Youngsters help hope bloom

Two pupils' project aids cancer fight, remembers a teacher

March 21, 2001|By Laura Dreibelbis | Laura Dreibelbis,SPECIAL TO THE SUN

A hint of spring came early to Worthington Elementary School, but perhaps more important was a seed of hope planted as pots and bunches of bright yellow daffodils were delivered to the school community - purchased to help fund cancer research.

A daffodil - the flower of hope associated with cancer research - served as a reminder of Leslie Chapman, Gifted and Talented Resources teacher at the Ellicott City school. Chapman, well liked and respected by staff and school families, died in September from complications associated with melanoma. She was 43.

Two third-grade pupils of Chapman's, confused and concerned when their teacher died, decided to do a research project to learn more about the disease and dedicated it to Chapman.

"In memory of her we decided to do this report," said Becky Gagnon, 8.

Becky and Katie Andersen's report, called a Type III, is an investigation of a real-life problem that allows Howard County public school pupils to conduct in-depth research about a topic to try to devise a way to inform others.

The project aims to help pupils become more knowledgeable in their topic and act as an advocate on behalf of other children, said Andrea Gershman, Gifted and Talented Resource teacher at the Ellicott City school. She added that the project allows them to go beyond the curriculum, get involved and bring about change.

Becky and Katie have been interviewing doctors, writing letters to the American Cancer Society and obtaining information on melanoma from the Internet. They know melanoma is a type of skin cancer that needs to be caught early by careful observation of moles. They have written safety and prevention measures to advise children on what to look for and ways to protect their skin.

The two easily rattled off the slogan "Slip, Slap, Slop and Wrap," which they learned during their research. The phrase means slip on a T-shirt, slap on a hat, slop on sunscreen (SPF 15 or higher) and wrap on sunglasses.

Because of their commitment to the project, the girls were chosen to assist with the daffodil project, conducted nationally every year by the American Cancer Society and usually offered only to school staff members. This year, it was opened to the school community in Chapman's memory.

The girls spoke about cancer and the daffodil drive during morning announcements. Nearly 100 orders were received totaling $713.50 in donations this year, compared with about an average of $60 to $70.

The girls carefully checked their order list, wrapped flowers and handed bunches to parents, pupils and staff who trickled in to pick them up last week. "I think it's cool - me and Becky are having fun," Katie said.

One parent asked if this had been a lot of fun or a lot of work. "Fun," they responded in tandem.

"We hope it will help people in the future with cancer," said Becky.
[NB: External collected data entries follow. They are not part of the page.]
Issue #4601, opened 2024-01-09
Some visible loud missed injections are not in injection minifollowups


tdent:
In the new search pipeline including single-ifo candidates and with gating veto windows, quite often we see loud (SNR>100) missed injections in the f/m plots that are not in the inj minifollowups. 

Possible explanations for this: 
 - These may be single-ifo-time injections that are missed and plotted but are not included in minifollowups
 - These may be injections inside gating veto windows that are missed and plotted but are not included in minifollowups 

In either case we would like to get the f/m plots and minifollowups consistent ; probably we do want to include gating-vetoed missed inj in any case.

titodalcanton:
This appears to be due to the minifollowup sorting the missed injections in order of decreasing *second-highest* optimal SNR. Given that many injections fall in single-detector time, the second-highest SNR is zero, and those injections drop to the bottom of the list.

However, we now do have the ability to detect signals that are loud in one detector only. So it would probably be better for the minifollowup to sort missed injections by *network* optimal SNR instead.

As I type this, I seem to recall that this was indeed discussed a while ago in another issue or pull request…

titodalcanton:
Possibly related to this: #4498

tdent:
Addressed by #4602

PR #4602, opened 2024-01-10
Add the ability to choose how to sort injections in minifollowups

titodalcanton:
This addresses #4601 by adding a `sort-by` option to the `[workflow-injection_minifollowups]` section of the offline search configuration. The supported values are `decisive_optimal_snr` (previous behavior), `network_optimal_snr` (this would address #4601) and `decisive_eff_dist` (previous behavior in the absence of optimal SNRs). The option is mandatory, I think it is better to have this set explicitly.

There is some refactoring/cleanup as well.

### DIFF
--- a/bin/minifollowups/pycbc_injection_minifollowup
+++ b/bin/minifollowups/pycbc_injection_minifollowup
@@ -36,7 +36,7 @@ from pycbc.io.hdf import SingleDetTriggers, HFile
 from pycbc.conversions import mchirp_from_mass1_mass2
 
 
-def sort_injections(args, inj_file, missed, sort_by):
+def sort_injections(args, inj_group, missed, sort_by):
     """Return an array of indices to sort the missed injections according to a
     metric of choice.
 
@@ -44,10 +44,10 @@ def sort_injections(args, inj_file, missed, sort_by):
     ----------
     args : object
         CLI arguments parsed by argparse.
-    inj_file : h5py.File instance
-        HDF5 file object containing the injection definition.
+    inj_group : h5py group object
+        HDF5 group object containing the injection definition.
     missed : array
-        Array of indices of missed injections.
+        Array of indices of missed injections into `inj_group`.
     sort_by : str
         Which metric to sort by.
 
@@ -56,8 +56,6 @@ def sort_injections(args, inj_file, missed, sort_by):
     sorting : array
         Array of indices that will sort the missed injections as requested.
     """
-    inj_group = inj_file['injections']
-
     if 'optimal_snr' in sort_by:
         optimal_snrs = [
             inj_group[dsn][:][missed] for dsn in inj_group.keys()
@@ -179,20 +177,21 @@ for ifo in args.single_detector_triggers:
     insp_analysed_seglists[ifo].coalesce()
 
 f = h5py.File(args.injection_file, 'r')
+inj_def = f['injections']
 missed = f['missed/after_vetoes'][:]
 if args.ifar_threshold is not None:
     try:  # injections may not have (inclusive) IFAR present
         ifars = f['found_after_vetoes']['ifar'][:]
     except KeyError:
         ifars = f['found_after_vetoes']['ifar_exc'][:]
-        logging.warn('Inclusive IFAR not found, using exclusive')
+        logging.warning('Inclusive IFAR not found, using exclusive')
     lgc_arr = ifars < args.ifar_threshold
     missed = numpy.append(missed,
                           f['found_after_vetoes']['injection_index'][lgc_arr])
 
 # Get the trigger SNRs and times
 # But only ones which are within a small window of the missed injection
-missed_inj_times = numpy.sort(f['injections/tc'][:][missed])
+missed_inj_times = numpy.sort(inj_def['tc'][:][missed])
 
 # Note: Adding Earth diameter in light seconds to the window here
 # to allow for different IFO's arrival times of the injection
@@ -249,7 +248,7 @@ sort_by = workflow.cp.get_opt_tags(
     'sort-by',
     ''
 )
-sorting = sort_injections(args, f, missed, sort_by)
+sorting = sort_injections(args, inj_def, missed, sort_by)
 sorted_missed_indexes = missed[sorting]
 
 # loop over sorted missed injections to be followed up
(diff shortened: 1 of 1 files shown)


bin/minifollowups/pycbc_injection_minifollowup
```diff
@@ -14,20 +14,96 @@
...
+        # descending order of decisive (2nd largest) optimal SNR
+        dec_snr = numpy.array([
+            sorted(snrs)[-2] for snrs in zip(*optimal_snrs)
+        ])
+        if args.maximum_decisive_snr is not None:
+            # By setting to 0, these injections will not be considered
+            dec_snr[dec_snr > args.maximum_decisive_snr] = 0
+        return dec_snr.argsort()[::-1]
+
+    if sort_by == 'network_optimal_snr':
```
GarethCabournDavies, line 77: Should this use `elif` rather than `if`? I suppose the return means you don't need the `else`

bin/minifollowups/pycbc_injection_minifollowup
```diff
@@ -14,20 +14,96 @@
...
 from pycbc.detector import Detector
-import pycbc.workflow.minifollowups as mini
 from pycbc.workflow.core import resolve_url_to_file
-import pycbc.version, pycbc.pnutils
 from pycbc.io.hdf import SingleDetTriggers, HFile
+from pycbc.conversions import mchirp_from_mass1_mass2
+
 
-parser = argparse.ArgumentParser(description=__doc__[1:])
+def sort_injections(args, inj_group, missed, sort_by):
```
GarethCabournDavies, line 39: Could this be a function in a module? At least the 'calculate sort variable' part. Then it can be shared, and use a single source of truth

bin/minifollowups/pycbc_injection_minifollowup
```diff
@@ -14,20 +14,96 @@
...
+            eff_dists.append(eff_dist)
+        dec_eff_dist = sorted(eff_dists)[-2]
+        mchirp = mchirp_from_mass1_mass2(
+            inj_group['mass1'][:][missed],
+            inj_group['mass2'][:][missed]
+        )
+        dec_chirp_dist = pycbc.pnutils.chirp_distance(dec_dist, mchirp)
+        return dec_chirp_dist.argsort()
+
+    raise ValueError(f'Invalid injection sorting method "{sort_by}"')
```
tdent, line 106: On the principle 'error as soon as possible' I would prefer to define a list of allowed sort-by options outside this function and check the sort by argument is in the list before doing anything else.  Then you can also print out the list in the error message ('Allowed methods are ...')

bin/minifollowups/pycbc_injection_minifollowup
```diff
@@ -188,23 +236,37 @@ for trig in single_triggers:
...
     num_events = len(missed)
 
-# loop over loudest events to be followed up
+# sort the injections
+sort_by = workflow.cp.get_opt_tags(
+    'workflow-injection_minifollowups',
+    'sort-by',
+    ''
+)
+sorted_missed_indexes = sort_injections(args, inj_def, missed, sort_by)
```
tdent, line 254: 'indices' ? or just eg 'sorted_missed_idx'

bin/minifollowups/pycbc_injection_minifollowup
```diff
@@ -14,20 +14,99 @@
...
+                inj_group['distance'][:][missed],
+                inj_group['ra'][:][missed],
+                inj_group['dec'][:][missed],
+                inj_group['polarization'][:][missed],
+                inj_group['tc'][:][missed],
+                inj_group['inclination'][:][missed]
+            )
+            eff_dists.append(eff_dist)
+        dec_eff_dist = sorted(eff_dists)[-2]
+        mchirp = mchirp_from_mass1_mass2(
```
tdent, line 98: As the eff chirp dist sorting option is mainly provided for legacy / backwards compatibility, how about only importing the conversions and pnutils functions inside this block?

bin/minifollowups/pycbc_injection_minifollowup
titodalcanton: Sure, any suggestion? `pycbc/workflow/injection.py`? `pycbc/workflow/minifollowups.py`? `pycbc/inject/inject.py`?

bin/minifollowups/pycbc_injection_minifollowup
titodalcanton: Yes, and codeclimate would complain about that.

bin/minifollowups/pycbc_injection_minifollowup
titodalcanton: In fact `missed` is fine, and keeps the namespace cleaner.

bin/minifollowups/pycbc_injection_minifollowup
titodalcanton: Ok

bin/minifollowups/pycbc_injection_minifollowup
GarethCabournDavies: It doesn't feel like a workflow thing as I think it could be used in the foundmissed plot as well

Would a new module in inject, e.g. `inject/injection_utils.py` make sense here?

titodalcanton: Ok, I think I found a plausible way to address this and Tom's other comment.

titodalcanton:
Hmm, scratch that, I do think I can come up with something better at the moment, and it is almost telecon time. I think this PR could be merged and improved on later, if anyone has more concrete ideas.

bin/minifollowups/pycbc_injection_minifollowup
tdent: I'd say a new module for just one thing is overkill to some extent .. it may become clearer how to refactor this as and when we do find a second use case for the functions.

tdent:
Do you have to put this option in the example workflow ini now?

GarethCabournDavies (approved):

bin/minifollowups/pycbc_injection_minifollowup
GarethCabournDavies: Yeah this can wait then

bin/minifollowups/pycbc_injection_minifollowup
GarethCabournDavies: supply as choices in the argparse then?

titodalcanton:
I changed the option name to `--distance-type` to be consistent with the CLI of `pycbc_page_foundmissed`. In this way we can use argument substitution in the workflow config, like I did in the example.

I agree that in the future we should make this code uniform in `pycbc_page_foundmissed` and `pycbc_injection_minifollowup`.

bin/minifollowups/pycbc_injection_minifollowup
tdent: This has not been addressed

titodalcanton: Fair enough, this requires some duplication with the present organization of the code, but we can straighten that in that refactor PR I was talking about earlier.

bin/minifollowups/pycbc_injection_minifollowup
```diff
@@ -102,7 +110,10 @@ def sort_injections(args, inj_group, missed):
         sorter = dec_chirp_dist.argsort()
         return missed[sorter]
 
-    raise ValueError(f'Invalid injection sorting method "{args.distance_type}"')
+    raise ValueError(
```
tdent, line 113: The real suggestion was to check this (`if not args.hasattr('distance type') or args.distance type not in legal_distance_types`) before trying to do anything else, on the principle 'error as soon as possible'.  I guess it doesn't make much difference overall, but putting the input check first would avoid eg weird errors from `if 'optimal_snr' in args.distance_type`

tdent (approved):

And Katie said they felt the money is going to a good cause.

"If they inform other children about the perils of being sunburned at an early age, they can prevent their own bodies from being subjected to skin cancer for the future," Gershman said.

Becky's mother, Mary Gagnon, saw a healing opportunity in addition to education. She said she the project made the girls feel that they are contributing and doing something tangible.

Some parents wrote the girls notes on flower orders expressing appreciation for their efforts, saying it was a good way to remember Chapman.

One person sent in a donation and the girls wrote a thank you note saying that though some people might feel sad about Chapman, others don't want her memory to fade.

"The bottom line is, it's [melanoma] a real-life problem," Gershman said.